The area became especially prosperous in 1787, when a fire ravaged the Yoshiwara. A number of proprietors of Yoshiwara establishments were allowed to set up shop in Nakasu temporarily, and for a few years, the area truly flourished. Courtesans plied their trade, free of the complex and burdensome rituals and procedures of the Yoshiwara, and their young attendants were able to experience a bit more of a normal childhood. However, many courtesans relied on those same rituals and procedures to maintain a certain degree of class and restraint.
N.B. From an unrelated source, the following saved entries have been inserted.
PR #1501, opened 2020-02-25
Include UserAgent in ClientConfiguration

iamdanfox:
## Before this PR

We have a bunch of signatures in dialogue that take in a ClientConfiguration and a UserAgent. This seems a little overly verbose, as semantically I think a user-agent is one of the pieces of information that are necessary to make outgoing requests, and therefore has a good claim to belong in ClientConfiguration.

## After this PR
==COMMIT_MSG==
ClientConfiguration contains an optional<UserAgent> field
==COMMIT_MSG==

### DIFF
--- a/okhttp-clients/src/main/java/com/palantir/conjure/java/okhttp/OkHttpClients.java
+++ b/okhttp-clients/src/main/java/com/palantir/conjure/java/okhttp/OkHttpClients.java
@@ -153,13 +153,17 @@ public final class OkHttpClients {
             Class<?> serviceClass) {
         boolean reshuffle =
                 !config.nodeSelectionStrategy().equals(NodeSelectionStrategy.PIN_UNTIL_ERROR_WITHOUT_RESHUFFLE);
-        ClientConfiguration config1 = ClientConfiguration.builder()
-                .from(config)
-                .userAgent(userAgent)
-                .build();
+        ClientConfiguration config1 =
+                ClientConfiguration.builder().from(config).userAgent(userAgent).build();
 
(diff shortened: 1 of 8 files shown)


okhttp-clients/src/main/java/com/palantir/conjure/java/okhttp/OkHttpClients.java
```diff
@@ -152,24 +153,21 @@ public static OkHttpClient create(
...
+                .build();
+
+        return createInternal(client, config1, hostEventsSink, serviceClass, RANDOMIZE, reshuffle, () ->
+                new ExponentialBackoff(config1.maxNumRetries(), config1.backoffSlotSize()));
     }
 
     @VisibleForTesting
     static RemotingOkHttpClient withStableUris(
-            ClientConfiguration config, UserAgent userAgent, HostEventsSink hostEventsSink, Class<?> serviceClass) {
+            ClientConfiguration config, HostEventsSink hostEventsSink, Class<?> serviceClass) {
```
iamdanfox, line 171: thoughts on also including the HostEventsSink thingy in ClientConfiguration?

dansanduleac: I kinda like the idea. It's a good place to add new optional config especially as we can provide defaults too, and reduce the method argument inflation that's been going on here.

dansanduleac (approved):

carterkozak:
Snazzy :-)

iamdanfox:
It certainly makes dialogue pretty https://github.com/palantir/dialogue/pull/431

Outside the Yoshiwara, they were unable to be as discerning as usual in choosing their clients, and suffered less comfortable room arrangements. Overall, the arrangement was very freeing for the courtesans and their clients, but less classy as well. As another example, courtesans in Nakasu might wear the same kimono for an entire day, or over multiple days, not bothering to look her absolute best; this saved a lot of bother and money for the courtesans and their establishments, but it also reduced them to looking, and possibly behaving, not too unlike lower-grade prostitutes.

However, the corrupt politician Tanuma Okitsugu was ousted in 1786, and replaced with a more severe moralist, Matsudaira Sadanobu. Citing the flooding caused upstream by the partial blockage of the river by the landfill, Matsudaira ordered it removed, and the river restored, in 1790.